[Recorded information]
Issue #200, opened 2026-08-30
Weblate 404


typovrak:
Hello, i saw this link multiple times in your repository but on my side, i have a 404, is this normal ?

https://hosted.weblate.org/projects/calrs/

<img width="1920" height="1020" alt="Image" src="https://github.com/user-attachments/assets/bd4f2c72-f44e-4aa1-bfcc-ca77c4486b41" />

olivierlambert:
Despite asking to be hosted as an open source project, Weblate never answered and closed the project. I will see what to do next.

olivierlambert:
Thanks for reporting this, and sorry you hit a 404 chasing a link we were advertising. It was not normal, and it was worse than a stale link.

Digging into it: the Hosted Weblate project was applied for and never approved, so the account was closed. All three URLs in the README were dead, including the status badge, which meant the Localization section was rendering a broken image. Checking the history, **no commit in this repository was ever authored by Weblate** and there is no `.weblate` config, so the integration never worked at a single point in time. A CHANGELOG line crediting "Translation updates from Weblate" turned out to be a maintainer's own branch merge.

Meanwhile six people have contributed translations by ordinary pull request. So rather than chase a replacement platform, the flow that has actually been delivering translations all along is now the documented one.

[What to work on] Exactly as given, restate all the lines above.

[Written response]
Issue #200, opened 2026-08-30
Weblate 404


typovrak:
Hello, i saw this link multiple times in your repository but on my side, i have a 404, is this normal ?

https://hosted.weblate.org/projects/calrs/

<img width="1920" height="1020" alt="Image" src="https://github.com/user-attachments/assets/bd4f2c72-f44e-4aa1-bfcc-ca77c4486b41" />

olivierlambert:
Despite asking to be hosted as an open source project, Weblate never answered and closed the project. I will see what to do next.

olivierlambert:
Thanks for reporting this, and sorry you hit a 404 chasing a link we were advertising. It was not normal, and it was worse than a stale link.

Digging into it: the Hosted Weblate project was applied for and never approved, so the account was closed. All three URLs in the README were dead, including the status badge, which meant the Localization section was rendering a broken image. Checking the history, **no commit in this repository was ever authored by Weblate** and there is no `.weblate` config, so the integration never worked at a single point in time. A CHANGELOG line crediting "Translation updates from Weblate" turned out to be a maintainer's own branch merge.

Meanwhile six people have contributed translations by ordinary pull request. So rather than chase a replacement platform, the flow that has actually been delivering translations all along is now the documented one.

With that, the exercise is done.